Асфальт раскалился от жаркого солнца, от вчерашнего ливня не осталось ни следа Малин стоит перед входом в кирпичное здание и вертит в руках телефон. Незаметно выбросив сигарету, я подхожу к ней.
Длинные каштановые волосы, худое сильное тело. Темные глаза, прищуренные от солнца, поджатые губы. Это Малин, какой ее знаю. Но щеки и бедра округлились, а футболка обтягивает круглый живот.
Они с Андреасом ждут ребенка.
Они вместе работали над расследованием в Урмберге и постоянно цеплялись друг к другу. Спорили обо всем – от иммиграции до социальных пособий и не могли даже договориться, из какого ресторана заказать обед.
А теперь планируют принести новую жизнь в этот мир.
Неожиданный поворот событий, я вам скажу.
– Ты по-прежнему куришь тайком? – Малин поднимает брови, кивая на окурок на земле.
Я не отвечаю, только хлопаю ее по плечу.
В паре метров от Малин стоит Гуннар Вийк по прозвищу Дайте.
Я кошусь в его сторону.
Борода седая и растрепанная, веки такие тяжелые, что непонятно, как ему что-то удается разглядеть из-под них и очков в тонкой стальной оправе. Живот распирает рубашку с коротким рукавом. Из-под коротковатых синтетических брюк торчат голые опухшие лодыжки. На ногах – старые коричневые сандалии.
Гуннар – настоящая легенда. Он потомственный полицейский. Члены его семьи дорого заплатили за возможность работать в полиции. Но больше всего он известен как главный полицейский Казанова. Если верить слухам, волочился за каждой юбкой. И загнав свою добычу в угол, подавлял жалкие попытки сопротивления своей коронной репликой: «Дай этому случиться».

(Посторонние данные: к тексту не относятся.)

PR #489, opened 2015-08-27
Add a node_power_off API call.

zenhack:
Might be nice to save some power.

//cc @henn @gsilvis @lokI8

### DIFF
--- a/docs/rest_api.md
+++ b/docs/rest_api.md
@@ -13,14 +13,14 @@ Each possible API call has an entry below containing:
   not return any data, in which case this is omitted.
 * A list of possible errors.
 
-In addition to the error codes listed for each API call, HaaS may 
+In addition to the error codes listed for each API call, HaaS may
 return:
 
-* 400 if something is wrong with the request (e.g. malformed request 
+* 400 if something is wrong with the request (e.g. malformed request
   body)
-* 401 if the user does not have permission to execute the supplied 
+* 401 if the user does not have permission to execute the supplied
   request.
-* 404 if the api call references an object that does not exist 
+* 404 if the api call references an object that does not exist
   (obviously, this is acceptable for calls that create the resource)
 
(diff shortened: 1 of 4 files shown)


gsilvis:
What will this return if it's already off?

lokI8:
Apparently  "raise OBMError('Could not power off node %s', self.label)"

gsilvis:
I mostly meant that we should document that.  (It might also be nice to say something like 'the machine is already off' if possible.)

zenhack:
Quoting George Silvis, III (2015-08-28 14:41:11)

>    I mostly meant that we should document that. (It might also be nice to
>    say something like 'the machine is already off' if possible.)

ipmitool seems to return successfully regardless of whether the machine
is already off. I can add something to this effect to the docs.

zenhack:
Docs update.

gsilvis:
+1

gsilvis:
Worth noting:  this change will have to be integrated into #484

zenhack:
Yep. I mentioned that to @SahilTikale already.

henn:
I fully agree that we should have this internally, and potentially run
it automatically when a node is free'd to consume less power/cooling.

That said, I'm not sure how customers would use it for allocated
machines. If someone is paying for a node, when would they want it to be
powered off? Ideally, they would free it and not use it anymore.

We should be careful when adding something to the API, since it will be
difficult to take away later.

lokI8:
I definitely think this is beneficial, seeing as admins and users have access to the same cli... 

It would be nice if this was included in free node, but this is what we have for now, and we don't want to keep machines running. 

I'd like to approve, code looks good, but feel awkward going against Jay

henn:
My objection wasn't strong and consensus seems to be to include this, so merging.

Also - we'll need to add tests for this once we have IPMI tests (see #524).

PR #491, opened 2015-08-28
Initial authentication/authorization (basic)

zenhack:
This is a work in progress, but I thought I ought to submit it so you guys can pick it up in my absence.

Best of luck.

### DIFF
--- a/INSTALL.rst
+++ b/INSTALL.rst
@@ -257,6 +257,43 @@ location specified in ``haas.cfg``) and initialize its tables::
 
   haas init_db
 
+
+Authentication and Authorization
+--------------------------------
+
+HaaS includes a pluggable architecture for authentication and authorization.
+HaaS ships with two authentication backends. One uses HTTP basic auth, with
+usernames and passwords stored in the haas database. The other is a "null"
+backend, which does no authentication or authorization checks. This can be
+useful for testing and experimentation but *should not* be used in production.
+You must enable exactly one auth backend.
+
+Database Backend
+^^^^^^^^^^^^^^^^
+
+To enable the database backend, make sure the **[extensions]** section of
+``haas.cfg`` contains::
+
+  haas.ext.auth.database =
+
+Then initialize the database as described above. You will need to add an
+initial user with administrative privileges to the database in order to
+bootstrap the system. You can do this by running the following command from
+within the directory containing the server's ``haas.cfg``::
+
+  haas create_admin_user <username> <password>
+
+You can then create additional users via the HTTP API. You may want to
+subsequently delete the initial user; this can also be done via the API.
+
+Null Backend
+^^^^^^^^^^^^
+
+To enable the null backend, make sure **[extensions]** contains::
+
+  haas.ext.auth.null =
+
+
 Running the Server under Apache
 -------------------------------
 
--- a/docs/extensions.rst
+++ b/docs/extensions.rst
@@ -25,12 +25,17 @@ section with the same name as the module, e.g.:
     [some_3rd_party.haas.drivers.obm.robotic_power_button_pusher]
     push_duration = 3 seconds
 
-Extensions should not make use any part of the HaaS source tree that do not
-explicitly invite it (e.g. everything by default is *Private*). These currently
-include (see the docstrings in the specific components for details):
+Extensions should not make use any part of the HaaS source tree that does not
+explicitly invite it (i.e. everything by default is *Private*). Components
+which may be used from extensions will explicitly say so in their
+documentation, (and describe in detail how they may be used).
+Extension-approved components currently include:
 
 * Most of haas.network_allocator
+* haas.auth
 * From haas.model:
     * AnonModel
     * Model
     * Switch
+
+See the docstrings for each component for details.
--- a/docs/rest_api.md
+++ b/docs/rest_api.md
@@ -11,6 +11,11 @@ Each possible API call has an entry below containing:
 * A human readable description of the semantics of the call
 * A summary of the response body for a successful request. Many calls do
   not return any data, in which case this is omitted.
+* Any authorization requirements, which could include:
+  * Administrative access
+  * Access to a particular project or
+  * No special access
+ In general, administrative access is sufficient to perform any action.
 * A list of possible errors.
 
 In addition to the error codes listed for each API call, HaaS may
@@ -21,7 +26,7 @@ return:
 * 401 if the user does not have permission to execute the supplied
   request.
 * 404 if the api call references an object that does not exist
-  (obviously, this is acceptable for calls that create the resource)
+  (obviously, this is acceptable for calls that create the resource).
 
 Below is an example.
 
@@ -51,6 +56,10 @@ Response Body (on success):
         "numbers": [1,2,3]
     }
 
+Authorization requirements:
+
+* No special access.
+
 Possible errors:
 
 * 418, if `<thing>` is a teapot.
@@ -62,31 +71,10 @@ Possible errors:
 * `{"foo": <bar>, "baz": <quux>}` denotes a JSON object (in the body of
   the request).
 
-# Full API Specification
+# Core API Specification
 
-## Users
-
-### user_create
-
-`PUT /user/<username>`
-
-Request body:
-
-    {
-        "password": <plaintext-password>
-    }
-
-Create a new user whose password is `<plaintext-password>`.
-
-Possible errors:
-
-* 409, if the user already exists
-
-### user_delete
-
-`DELETE /user/<username>`
-
-Delete the user whose username is `<username>`
+API calls provided by the HaaS core. These are present in all
+installations.
 
 ## Networks
 
@@ -103,7 +91,13 @@ Request Body:
     }
 
 Create a network. For the semantics of each of the fields, see
-`docs/network.md`.
+[docs/networks.md](./networks.md).
+
+Authorization requirements:
+
+* If net_id is `''` and creator and access are the same project, then
+  access to that project is required.
+* Otherwise, administrative access is required.
 
 Possible errors:
 
@@ -117,6 +111,11 @@ Possible errors:
 Delete a network. The user's project must be the creator of the network,
 and the network must not be connected to any nodes or headnodes.
 Finally, there may not be any pending actions involving the network.
+
+Authorization requirements:
+
+* If the creator is a project, access to that project is required.
+* Otherwise, administrative access is required.
 
 Possible Errors:
 
@@ -152,6 +151,11 @@ Response body (on success):
         "creator": <project or "admin">,
         "access": <project with access to the network> (Optional)
     }
+
+Authorization requirements:
+
+* If the network is public, no special access is required.
+* Otherwise, access to the project specified by `"access"` is required.
 
 #### Channel Formats
 
@@ -192,6 +196,12 @@ operation to be preformed. Each nic may have no more than one pending
 network operation; an attempt to queue a second action will result in an
 error.
 
+Authorization requirements:
+
+* Access to the project to which `<node>` is assigned.
+* Either `<network>` must be public, or its `"access"` field must name
+  the project to which `<node>` is assigned.
+
 Possible errors:
 
 * 409, if:
@@ -218,6 +228,10 @@ API call returns a status code of 202 Accepted, and queues the network
 operation to be preformed. Each nic may have no more than one pending
 network operation; an attempt to queue a second action will result in an
 error.
+
+Authorization requirements:
+
+* Access to the project to which `<node>` is assigned.
 
 Possible Errors:
 
@@ -247,6 +261,10 @@ example provided in USING.rst
 
 Register a node named `<node>` with the database.
 
+Authorization requirements:
+
+* Administrative access.
+
 Possible errors:
 
 * 409, if a node with the name `<node>` already exists
@@ -256,6 +274,10 @@ Possible errors:
 `DELETE /node/<node>`
 
 Delete the node named `<node>` from the database.
+
+Authorization requirements:
+
+* Administrative access.
 
 ### node_register_nic
 
@@ -271,6 +293,10 @@ Register a nic named `<nic>` belonging to `<node>`. `<mac_addr>` should
 be the nic's mac address. This isn't used by HaaS itself, but is useful
 for users trying to configure their nodes.
 
+Authorization requirements:
+
+* Administrative access.
+
 Possible errors:
 
 * 409 if `<node>` already has a nic named `<nic>`
@@ -280,6 +306,10 @@ Possible errors:
 `DELETE /node/<node>/nic/<nic>`
 
 Delete the nic named `<nic>` and belonging to `<node>`.
+
+Authorization requirements:
+
+* Administrative access.
 
 ### node_power_cycle
 
@@ -295,6 +325,10 @@ PXE. If the node is powered off, this turns it on.
 Power off the node named `<node>`. If the node is already powered off,
 this will have no effect.
 
+Authorization requirements:
+
+* Access to the project to which `<node>` is assigned (if any) or administrative access.
+
 ### list_free_nodes
 
 `GET /free_nodes`
@@ -309,6 +343,10 @@ Response body:
         ...
     ]
 
+Authorization requirements:
+
+* No special access
+
 ### list_project_nodes
 
 `GET /project/<project>/nodes`
@@ -322,6 +360,10 @@ Response body:
         "node-2",
         ...
     ]
+
+Authorization requirements:
+
+* Access to `<project>` or administrative access
 
 ### show_node
 
@@ -343,13 +385,18 @@ The object will have at least the following fields:
 
 Response body:
 
-	{"name": "node1",
+    {"name": "node1",
 	 "project": "project1",
          "nics": [{"label": "nic1", "macaddr": "01:23:45:67:89", "networks": {"vlan/native": "pxe", "vlan/235": "storage"}},
                        {"label": "nic2", "macaddr": "12:34:56:78:90", "networks":{"vlan/native": "public"}}]
 	}
-    
-   
+
+Authorization requirements:
+
+* If the node is free, no special access is required.
+* Otherwise, access to the project to which `<node>` is assigned is
+  required.
+
 ## Projects
 
 ### project_create
@@ -357,6 +404,10 @@ Response body:
 `PUT /project/<project>`
 
 Create a project named `<project>`
+
+Authorization requirements:
+
+* Administrative access.
 
 Possible Errors:
 
@@ -367,6 +418,10 @@ Possible Errors:
 `DELETE /project/<project>`
 
 Delete the project named `<project>`
+
+Authorization requirements:
+
+* Administrative access.
 
 Possible Errors:
 
@@ -390,6 +445,10 @@ Request body:
 Reserve the node named `<node>` for use by `<project>`. The node must be
 free.
 
+Authorization requirements:
+
+* Access to `<project>` or administrative access.
+
 Possible errors:
 
 * 404, if the node or project does not exist.
@@ -406,6 +465,10 @@ Possible errors:
 Return `<node>` to the free pool. `<node>` must belong to the project
 `<project>`. It must not be attached to any networks, or have any
 pending network actions.
+
+Authorization requirements:
+
+* Access to `<project>` or administrative access.
 
 * 409, if the node is attached to any networks, or has pending network
   actions.
@@ -424,6 +487,10 @@ Response body:
         ...
     ]
 
+Authorization requirements:
+
+* Administrative access.
+
 ## Headnodes
 
 ### headnode_create
@@ -440,6 +507,10 @@ Request body:
 Create a headnode owned by project `<project>`, cloned from base image
 `<base_img>`. `<base_img>` must be one of the installed base images.
 
+Authorization requirements:
+
+* Access to `<project>` or administrative access
+
 Possible errors:
 
 * 409, if a headnode named `<headnode>` already exists
@@ -450,6 +521,10 @@ Possible errors:
 
 Delete the headnode named `<headnode>`.
 
+Authorization requirements:
+
+* Access to the project which owns `<headnode>` or administrative access.
+
 ### headnode_start
 
 `POST /headnode/<headnode>/start`
@@ -458,6 +533,10 @@ Start (power on) the headnode. Note that once a headnode has been
 started, it cannot be modified (adding/removing hnics, changing
 networks), only deleted --- even if it is stopped.
 
+Authorization requirements:
+
+* Access to the project which owns `<headnode>` or administrative access.
+
 ### headnode_stop
 
 `POST /headnode/<headnode>/stop`
@@ -465,12 +544,22 @@ networks), only deleted --- even if it is stopped.
 Stop (power off) the headnode. This does a force power off; the VM is
 not given the opportunity to shut down cleanly.
 
+Authorization requirements:
+
+* Access to the project which owns `<headnode>` or administrative access.
+
 ### headnode_create_hnic
 
 `PUT /headnode/<headnode>/hnic/<hnic>`
 
 Create an hnic named `<hnic>` belonging to `<headnode>`. The headnode
 must not have previously been started.
+
+Authorization requirements:
+
+* Access to the project which owns `<headnode>` or administrative access.
+
+Possible errors:
 
 * 409, if:
   * The headnode already has an hnic by the given name.
@@ -482,6 +571,12 @@ must not have previously been started.
 
 Delete the hnic named `<hnic>` and belonging to `<headnode>`. The
 headnode must not have previously been started.
+
+Authorization requirements:
+
+* Access to the project which owns `<headnode>` or administrative access.
+
+Possible errors:
 
 * 409, if the headnode has already been started.
 
@@ -516,6 +611,12 @@ separation. Additionally, headnodes may have an arbitrary number of
 nics, and so being able to attach two networks to the same nic is not as
 important.
 
+Authorization requirements:
+
+* Access to the project which owns `<headnode>` or administrative access.
+* Either `<network>` must be public, or its `"access"` field must name
+  the project which owns `<headnode>`.
+
 Possible errors:
 
 * 409, if the headnode has already been started.
@@ -526,6 +627,12 @@ Possible errors:
 
 Detach the network attached to `<hnic>`.  The headnode must not have
 previously been started.
+
+Authorization requirements:
+
+* Access to the project which owns `<headnode>` or administrative access.
+
+Possible errors:
 
 * 409, if the headnode has already been started.
 
@@ -542,6 +649,10 @@ Response body:
         "<headnode2_name>",
         ...
     ]
+
+Authorization requirements:
+
+* Access to `<project>` or administrative access.
 
 ### show_headnode
 
@@ -566,6 +677,10 @@ Response body:
         "vncport": <port number>
     }
 
+Authorization requirements:
+
+* Access to the project which owns `<headnode>` or administrative access.
+
 ## Switches
 
 ### switch_register
@@ -586,6 +701,10 @@ Request body:
         (extra args; depends on <type>)
     }
 
+Authorization requirements:
+
+* Administrative access.
+
 Possible Errors:
 
 * 409, if a switch named `<switch>` already exists.
@@ -599,6 +718,10 @@ Delete the switch named `<switch>`.
 Prior to deleting a switch, all of the switch's ports must first be
 deleted.
 
+Authorization requirements:
+
+* Administrative access.
+
 Possible Errors:
 
 * 409, if not all of the switch's ports have been deleted.
@@ -609,9 +732,13 @@ Possible Errors:
 
 Register a port `<port>` on `<switch>`.
 
-The permissable values of `<port>`, and their meanings, are switch
-specific; see the documentation for the apropriate driver for more
+The permissible values of `<port>`, and their meanings, are switch
+specific; see the documentation for the appropriate driver for more
 information.
+
+Authorization requirements:
+
+* Administrative access.
 
 Possible Errors:
 
@@ -624,6 +751,10 @@ Possible Errors:
 Delete the named `<port>` on `<switch>`.
 
 Prior to deleting a port, any nic attached to it must be removed.
+
+Authorization requirements:
+
+* Administrative access.
 
 Possible Errors:
 
@@ -642,6 +773,10 @@ Request body:
 
 Connect a port a node's nic.
 
+Authorization requirements:
+
+* Administrative access.
+
 Possible errors:
 
 * 409, if the nic or port is already attached to something.
@@ -652,7 +787,82 @@ Possible errors:
 
 Detach the nic attached to `<port>`.
 
+Authorization requirements:
+
+* Administrative access.
+
 Possible errors:
 
 * 404, if the port is not attached to a nic
 * 409, if the port is attached to a node which is not free.
+
+# API Extensions
+
+API calls provided by specific extensions. They may not exist in all
+configurations.
+
+## The `haas.ext.auth.database` auth backend
+
+### user_create
+
+`PUT /auth/basic/user/<username>`
+
+Request body:
+
+    {
+        "password": <plaintext-password>
+        "is-admin": <boolean> (Optional, defaults to False)
+    }
+
+Create a new user whose password is `<plaintext-password>`.
+
+Authorization requirements:
+
+* Administrative access.
+
+Possible errors:
+
+* 409, if the user already exists
+
+### user_delete
+
+`DELETE /auth/basic/user/<username>`
+
+Delete the user whose username is `<username>`
+
+Authorization requirements:
+
+* Administrative access.
+
+### user_add_project
+
+`POST /auth/basic/user/<user>/add_project`
+
+Request Body:
+
+{
+    "project": <project_name>
+}
+
+Add a user to a project.
+
+Authorization requirements:
+
+* Administrative access.
+
+### user_remove_project
+
+`POST /auth/basic/user/<user>/remove_project`
+
+Request Body:
+
+{
+    "project": <project_name>
+}
+
+Remove a user from a project.
+
+Authorization requirements:
+
+* Administrative access.
+
--- a/haas/api.py
+++ b/haas/api.py
@@ -22,6 +22,7 @@ import json
 from schema import Schema, Optional
 
 from haas import model
+from haas.auth import get_auth_backend
 from haas.config import cfg
 from haas.rest import rest_call, local
 from haas.class_resolver import concrete_class_for
@@ -29,31 +30,10 @@ from haas.network_allocator import get_network_allocator
 from haas.errors import *
 
 
-@rest_call('PUT', '/user/<user>')
-def user_create(user, password):
-    """Create user with given password.
-
-    If the user already exists, a DuplicateError will be raised.
-    """
-    _assert_absent(model.User, user)
-    user = model.User(user, password)
-    local.db.add(user)
-    local.db.commit()
-
-
-@rest_call('DELETE', '/user/<user>')
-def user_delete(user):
PR #492, opened 2015-08-31
Haas as an obm

SahilTikale:
This branch has code  that does the following
1. Implement "node_register" call in recursive HaaS
2. Sets up Base HaaS as an Obm driver. 
3. "power_cycle" method implemented for nodes in Recursive HaaS
4. node_discover.py script added to auto-populate nodes from Base haas into recursive HaaS
5. Documentation describing how to configure and use recursive HaaS


examples/haas.cfg.recursive
```diff
@@ -0,0 +1,47 @@
+# This is an example haas.cfg file suitable for use for development without a
+# full set of hardware (switches, nodes, libvirtd...). It can be used as-is,
+# but using the vlan_pool allocator may also be desirable (see the  comments
+# below).
```
gsilvis: This comment needs updating, I think (as well as some of the comments below)

haas/ext/obm/haas_obm.py
```diff
@@ -0,0 +1,78 @@
...
+import logging
+
+
+from haas.model import Obm
+from haas.errors import OBMError
+from haas.dev_support import no_dry_run
+from haas.config import cfg
+
+
+class Haas_obm(Obm):
```
gsilvis: I think this should be HaasObm, by PEP 8

haas/ext/obm/ipmi.py
```diff
@@ -0,0 +1,128 @@
...
+
+from sqlalchemy import Column, String, Integer, ForeignKey
+import schema
+
+
+from haas.model import Obm
+from haas.errors import OBMError
+from haas.dev_support import no_dry_run
+
+class Ipmi(Obm):
```
gsilvis: I'd slightly prefer IpmiObm, given that you have HaasObm above

haas/ext/obm/haas_obm.py
SahilTikale: Currently the 'config parser' converts all class names to lowercase. I have made another pull request #497 that enables camel case. Once this request is accepted I will implement the suggestion made here.

haas/ext/obm/ipmi.py
SahilTikale: Putting it here to avoid repetition of what was discussed between I, George and Jonathan.

We have decided not to put the name IpmiObm and continue with Ipmi. Only in case of HaaS acting as OBM or Switch or some other role on behalf of recursive HaaS we will be using the name HaaS<driverTypeName> and maintain the camel case for the classes.

haas/ext/obm/haas_obm.py
henn: Should this just be `Haas` ?

henn:
This requires some additional updates and merges. Please re-open when it's ready for review.

PR #493, opened 2015-09-02
Autostart headnodes when they are started. Disable autostart when they are stopped.

henn:


gsilvis:
This sounds pretty good to me.  The only thought I have is:  If I, as a user, run 'shutdown -h now' to turn my headnode off, and then the headnode host crashes, my headnode will boot up.  This might not be totally intuitive.

But, I don't have a good solution to this besides having explicit 'autostart' and 'noautostart' commands.

henn:
@gsilvis I agree, but like you don't see a good way around this. To get a clean shutdown, the user needs to run `halt -p`, then `haas headnode_stop` to keep it from coming back.

What do you think about the PR at hand? Is there something better it should be doing? I'd rather not add user-visible API commands to a subsystem that will be going away soon.

henn:
@gsilvis What do you think of my response?

henn:
@gsilvis Thoughts?

gsilvis:
I have no strong opinion on the right behavior here.  I definitely agree that we shouldn't add more API calls for the headnode system.  This code is obviously correct (assuming we want this behavior).  So, I'm going to +1 this, but remove the 'bug' tag.

lokI8:
This is a good solution in case of a headnode machine crash. +1, going to merge

PR #1971, opened 2026-07-21
feat(agent-platform): show agent avatar icons in creation preview and list

marians:
### What does this PR do?

Wires the Backstage frontend to the self-hosted DiceBear avatar service (now deployed on the fleet) so agents show a deterministic identifying icon in the two places the epic prototype shows:

1. **Agent creation** (`/agents/new`) — a debounced live preview next to the name field, seeded by the **technical name (slug)** and served from the no-cache `/v1/preview/…` route, so throwaway seeds typed while naming never enter any cache. It renders as soon as a name is typed, using the selected installation if picked, else the first reachable one (DiceBear output is identical across installations).
2. **Agent list** (`/agents`) — the avatar next to each agent's name and description, seeded by the technical (resource) name.

The avatar URL is built client-side from the installation's base domain (`avatars.<baseDomain>/v1/[preview/][<size>/]<name>.png`), mirroring the existing Grafana link pattern (`grafana.<baseDomain>`). No manifest/`spec.iconUrl` changes — that's the `giantswarm/agent` chart's job.

Agents are now visually identifiable by a distinct icon in the agent list and while creating an agent, instead of being plain rows of text.

### How does it look like?

- **Creation**: a ~72px avatar preview sits to the left of the Name/Slug fields and updates (debounced) as you type.
- **List**: a ~40px avatar (≈two lines of text tall), top-aligned, next to each agent's name + description.

image

image

- Epic: giantswarm/giantswarm#37211
- The renderer + canonical URL contract (incl. the `/preview` no-cache route and the `{48,96,128,512}` size allowlist) shipped separately via the [`giantswarm/dicebear`](https://github.com/giantswarm/dicebear) chart and the `agentic-platform` bundle.

**CSP note:** the images load directly from the public per-installation endpoint, so each deployment must allowlist its own `https://avatars.<baseDomain>` in `backend.csp.img-src` (where `gs.installations` is configured). Rather than relaxing `img-src` broadly, this requirement is documented in `app-config.yaml` and `app-config.local.yaml.example`. Customer base domains are intentionally kept out of this checked-in repo.

No.

No changeset — the `agent-platform` plugin is `private: true` and not published to npm.


plugins/agent-platform/src/components/AgentAvatarPreview/AgentAvatarPreview.tsx
```diff
@@ -0,0 +1,61 @@
...
+ */
+export function AgentAvatarPreview() {
+  const { state } = useNewAgentForm();
+  const { installations } = useInstallations();
+  const buildAvatarUrl = useAgentAvatarUrl();
+
+  const { installations: reachable } = useReachableInstallations(
+    installations.map(i => i.name),
+  );
+  const previewInstallation = state.installation ?? reachable[0];
```
marians: The preview installation is gated on `useReachableInstallations`, but the avatar it drives is installation-independent by design (the doc comment says "DiceBear output is identical across installations"). `useReachableInstallations` only keeps `healthy` installations; on a cold, direct load, once the access probe seeds `connecting` entries the reachable set is *empty* until the first `healthy` result arrives (see the hook's own tradeoff note). During that window `reachable[0]` is `undefined`, so `buildAvatarUrl` returns `undefined` and the preview shows the initials fallback instead of the avatar — even though any configured installation with a `baseDomain` would produce the identical image. This couples a purely cosmetic preview to cluster reachability and to a `clusterAccessStatusApi` subscription it does not need. Consider falling back to the first configured installation that has a `baseDomain` instead of the first *reachable* one.

plugins/agent-platform/src/components/AgentsTable/AgentsTable.tsx
```diff
@@ -48,9 +98,11 @@ export type AgentsTableProps = {
  * "no agents" empty state.
  */
 export function AgentsTable({ rows }: AgentsTableProps) {
+  const buildAvatarUrl = useAgentAvatarUrl();
+
   return (
     <Table<AgentRow>
-      columnConfig={columnConfig}
+      columnConfig={getColumnConfig(buildAvatarUrl)}
```
marians: `getColumnConfig(buildAvatarUrl)` is called in the render body, so the entire column-config array and all five `cell` render closures are rebuilt on every `AgentsTable` render (`buildAvatarUrl` itself is stable via `useCallback`). Passing a fresh `columnConfig` identity to `<Table>` on each render defeats any memoization the bui Table does on its columns. Wrap it in `const columnConfig = useMemo(() => getColumnConfig(buildAvatarUrl), [buildAvatarUrl])`.

plugins/agent-platform/src/components/AgentsTable/AgentsTable.tsx
```diff
@@ -1,41 +1,91 @@
...
+              purpose="decoration"
+              name={row.name}
+              src={
+                buildAvatarUrl(row.installation, row.technicalName, {
+                  size: LIST_AVATAR_SIZE,
+                }) ?? ''
+              }
+            />
+            <Flex direction="column" gap="1">
+              <Text as="p" variant="body-medium">
```
marians: Replacing `CellText` with a hand-rolled `Flex`/`Text` layout for the name column drops the overflow/truncation handling `CellText` provides (the other columns still use `CellText`). A long agent name or description will now wrap/overflow differently from the rest of the table. If the larger avatar is the only reason `CellText` could not be used, consider whether `CellText`'s title/description text handling can be preserved alongside the custom avatar rather than re-implementing the text rendering.

app-config.yaml
```diff
@@ -80,6 +80,15 @@ backend:
...
+    # Agent avatar icons are served per installation from
+    # `avatars.<baseDomain>` (see plugins/agent-platform). Each deployment must
+    # allowlist its own installations' avatars hosts here — e.g.
+    # `https://avatars.<baseDomain>` — in the environment config where
+    # `gs.installations` is set (customer base domains are intentionally kept
+    # out of this checked-in file). Backstage replaces (does not merge) config
+    # arrays, so an environment override of `img-src` must re-list these base
+    # entries. For local dev, add your test installation's avatars host to
+    # app-config.local.yaml.
     img-src:
```
marians, line 92: Because `img-src` here does not (and by design cannot) list any `avatars.<baseDomain>` host, the checked-in default blocks every avatar image in all deployments until each environment overrides `img-src` — and since Backstage *replaces* rather than merges these arrays, that override must also re-list `'self'`, `data:`, and `avatars.githubusercontent.com` or those break too. The failure mode is silent (avatars degrade to initials, no error), so it's easy to ship a deployment where the whole feature is invisibly off. Worth confirming the per-installation env configs are updated in lockstep with this PR so the feature isn't dark on merge.

PR #1973, opened 2026-07-21
feat(agent-platform): set agent icon URL from technical name at creation

marians:
### What does this PR do?

Populates `agent.iconUrl` in the composed agent manifest at creation time, so the created Agent's `spec.iconUrl` (surfaced on the A2A AgentCard) matches the avatar Backstage already renders.

The review/deploy page now sets `agent.iconUrl` in the HelmRelease values to the **size-agnostic** canonical avatar URL (`https://avatars.<baseDomain>/v1/<name>.png`), derived from the agent's technical name via the same `useAgentAvatarUrl` builder used for display (added in #1971). The field is omitted when the installation has no configured base domain, so the chart keeps its default rather than persisting an empty URL.

Agents created through the Agent Platform now carry a stable avatar icon on the Agent resource / A2A AgentCard, consistent with the icon shown in the Backstage agent list and creation preview — and reusable by other consumers (e.g. Slack) that read `spec.iconUrl`.

Follows giantswarm/agent#8 (which added the `agent.iconUrl` chart value → `spec.iconUrl`) and giantswarm/giantswarm#37211 (comment 5035146327). This is the Backstage side of populating that field.

No.

### DIFF
--- a/plugins/agent-platform/src/components/NewAgentReviewPage/NewAgentReviewPage.tsx
+++ b/plugins/agent-platform/src/components/NewAgentReviewPage/NewAgentReviewPage.tsx
@@ -9,6 +9,7 @@ import { useProvidePageHeaderActions } from '@giantswarm/backstage-plugin-ui-rea
 
 import { CHART_DEFAULTS } from '../../lib/agentDefaults';
 import { CHART_NAME, composeManifests } from '../../lib/composeManifests';
+import { useAgentAvatarUrl } from '../../hooks/useAgentAvatarUrl';
 import { useAgentChart } from '../../hooks/useAgentChart';
 import { useDeployAgent } from '../../hooks/useDeployAgent';
 import { newAgentRouteRef } from '../../routes';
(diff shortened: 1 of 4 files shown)


plugins/agent-platform/src/components/NewAgentReviewPage/NewAgentReviewPage.tsx
```diff
@@ -127,6 +134,7 @@ export function NewAgentReviewPage() {
           description: state.description,
           modelConfigName: state.modelConfigName ?? '',
           systemMessage: state.systemMessage,
+          iconUrl: buildAvatarUrl(state.installation, state.slug) ?? '',
```
marians, line 137: **Low severity — persisted `spec.iconUrl` has no graceful fallback for external consumers.**

The Backstage UI (`useAgentAvatarUrl` → `Avatar`/`CellProfile`) degrades to initials when the avatars endpoint is unreachable. But the URL baked into the Agent resource here is unconditional whenever a `baseDomain` exists — so if the self-hosted DiceBear/avatars service is not actually serving on that installation, external consumers that read `spec.iconUrl` (A2A AgentCard, Slack) get a permanently broken image with no initials fallback, rather than the empty/default the chart would otherwise keep.

This is largely mitigated by design (`agentAvatar.ts` documents the avatars service as shipping with the agent-platform bundle), so likely an acceptable trade-off — flagging only so it is a conscious decision rather than a blocker.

Разумеется, слухи распространяются быстро, и вскоре умники из полиции дали ему прозвище «Дай-этому-случиться». С годами прозвище сократили для удобства, и он сначала превратился в «Дай-этому», а потом в «Дайте».
Мы здороваемся. Мы раньше не работали вместе, но знаем друг друга, хоть и поверхностно.
Гуннар неплохой полицейский, хоть с годами и стал нытиком. Его коллеги говорят, что он особенно угрюм, когда ни с кем не встречается.
– Что тут у нас? – спрашиваю я.
– Мужчина. На вид лет двадцать, – отвечает Дайте, теребя бороду. – Тело обнаружил рыбак.
– А мы тут зачем?
Вопрос не праздный. Оперативное отделение не расследует обычные убийства.
– Мы думаем, что его смерть связана с расследованием, которое сейчас проводится. И к тому же в стокгольмской полиции не хватает ресурсов. Они попросили нас помочь.
– Личность жертвы установлена?
– Не совсем, – говорит она, щурясь от солнца.